T-Forward measure

Question

Ref: https://en.wikipedia.org/wiki/Forward_measure

I am trying to understand how to move from risk neutral measure $Q$ to T-Forward measure $Q_T$.

It appears we can move from one measure to another using the "Radon-Nikodym derivative $\frac{dQ_T}{dQ}$, i.e

$$P(t,T) = E_Q [ \frac{B(t)}{B(T)} ] = E_{Q_T} [\frac{B(t)}{B(T)} \frac{dQ_T}{dQ} ] $$

What I dont understand is how you deduce what $\frac{dQ_T}{dQ}$ is. Wikipedia states it is the following, but im not sure how?

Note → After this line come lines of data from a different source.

PR #14108, opened 2019-05-07
[new release] encore (0.3)

dinosaure:
Library to generate encoder/decoder which ensure isomorphism

- Project page: <a href="https://github.com/mirage/encore">https://github.com/mirage/encore</a>
- Documentation: <a href="https://mirage.github.io/encore/">https://mirage.github.io/encore/</a>

##### CHANGES:

- Fix OPAM file about how to ask to `dune` to build `encore` (@kit-ty-kate)
- Use `ke` as common implementation of ring-buffer
- Support of 4.07.0 in Travis CI
- Provide a C stubs to know if a bigarray overlaps an other
 * Compilation fixed with MirageOS (@hannesm)
- Tests about printer, parsers and combinators
- Add `from` function to let user to allocate internal buffer
- Use rev_iter instead fold and rev on internal queue
- Delete tag argument on bijection objects to be more usable
- Delete dependency of ocplib-endian and use bigstringaf instead
- Use angstrom.0.10.0 (@andreas)

### DIFF
--- a/packages/encore/encore.0.3/opam
+++ b/packages/encore/encore.0.3/opam
@@ -1,0 +1,38 @@
+opam-version: "2.0"
+name:         "encore"
+maintainer:   "Romain Calascibetta <romain.calascibetta@gmail.com>"
+authors:      "Romain Calascibetta <romain.calascibetta@gmail.com>"
+homepage:     "https://github.com/mirage/encore"
+bug-reports:  "https://github.com/mirage/encore/issues"
+dev-repo:     "git+https://github.com/mirage/encore.git"
+doc:          "https://mirage.github.io/encore/"
+license:      "MIT"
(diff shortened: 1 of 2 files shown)


dinosaure:
Reround, sorry for this duplicate but we decide internally to let this release. I hope OPAM solver will not timeout.

hannesm:
should its version really be `v0.3-1-g624af25`? to me it looks like you forgot a "dune-release tag" at the right moment...

dinosaure:
I think all is ready to merge where Travis CI fails only because it can not reach some endpoints to properly make an OCaml env. on `4.00`.

dinosaure:
`REVDEP` should be fine too where I added the constraint on `git` which is the only package which uses `encore`.

mseri:
Thanks

PR #14114, opened 2019-05-07
owl.0.2.9: safe-string constraint

pveber:
The [current check](http://check.ocamllabs.io/4.07.1/bad/owl.0.2.9) shows this version is broken due to:
```
# ocamlfind: Package `ocaml-compiler-libs' not found
```
but event after installing this library, the build fails due to:
```
#          bytes
```
So I added a constraint on the compiler, < 4.06.0 to avoid safe-string by default.


mseri:
Thanks

PR #14115, opened 2019-05-07
ppx_tools_versioned for OCaml 4.08

kit-ty-kate:
This PR fixes the constraints for ppx_tools_versioned (which doesn't support OCaml 4.08), and also add a new test version for this package from the latest stable version patched to support OCaml 4.08.

The patch to support 4.08 is taken from https://github.com/xclerc/ppx_tools_versioned/commit/25e23b3620849df4c60d99da44225ea74fdacb0c
The section for OCaml 4.07 has been removed because there is currently no stable versions of `ppx_tools_versioned` with support for the 4.07 AST (see https://github.com/ocaml-ppx/ppx_tools_versioned/issues/13)

This PR follows more or less the same package scheme than the test packages for `ocaml-migrate-parsetree` added in these PRs:
* https://github.com/ocaml/opam-repository/pull/13722
* https://github.com/ocaml/opam-repository/pull/14016

cc @xclerc @let-def

### DIFF
--- a/packages/ppx_tools_versioned/ppx_tools_versioned.5.0.1/opam
+++ b/packages/ppx_tools_versioned/ppx_tools_versioned.5.0.1/opam
@@ -12,7 +12,7 @@ build: [make "all"]
 install: [make "install"]
 remove: ["ocamlfind" "remove" "ppx_tools_versioned"]
 depends: [
-  "ocaml" {>= "4.02.0"}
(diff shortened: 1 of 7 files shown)


mseri:
@kit-ty-kate can you update the pR with just the version bounds? I have merged https://github.com/ocaml/opam-repository/pull/14141 that includes the patches, there is no longer need to backport them

PR #14118, opened 2019-05-08
ocaml compiler distribution: use parallel build for OCaml 4.07 and above

gasche:
In the old days, the OCaml compiler distribution did not support
parallel build. This support has been contributed over time, and while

$$ \frac{dQ_T}{dQ} = \frac{B(t)P(T,T)}{B(T)P(t,T)} = 1$$

In this example P(t,T) is the price of a zero coupon bond at time t for maturity T

Answer 1

I think your statement has a typo. I can't find the statement you made in the article you cite.

The forward measure is the measure induced by using a bond as the numeraire instead of the risk free asset. Letting $H(X_T)$ be the payoff function for an asset $X_t$,

$$ \tilde{\mathbb{E}}\left[\frac{B(t)H(X_T)}{B(T)}\right]=P(t, T)\tilde{\mathbb{E}}\left[\frac{B(t)}{B(T)P(t, T)} H(X_T) \right] $$ $$=P(t, T)\tilde{\mathbb{E}}\left[\frac{B(t)P(T, T)}{B(T)P(t, T)} H(X_T) \right]$$ $\frac{P(s, T)}{B(s)}$ is a martingale under the risk neutral measure,and so the following holds:

$$\tilde{\mathbb{E}}\left[\frac{P(T, T)}{B(T)}\right]=\frac{P(t, T)}{B(t)}$$

Rearranging, it becomes clear that $\frac{B(t)P(T, T)}{B(T)P(t, T)} $ is a martingale with expectation one and is thus mathematically able to be a Radon-Nikodym derivative. Hence the pricing formula can be written as follows: $$g(X_t, t)=P(t, T)\hat{\mathbb{E}}\left[H(X_T) \right]$$

In practice, the dynamics of $X_T$ are often postulated under the T-Forward measure without the intermediary risk-neutral step.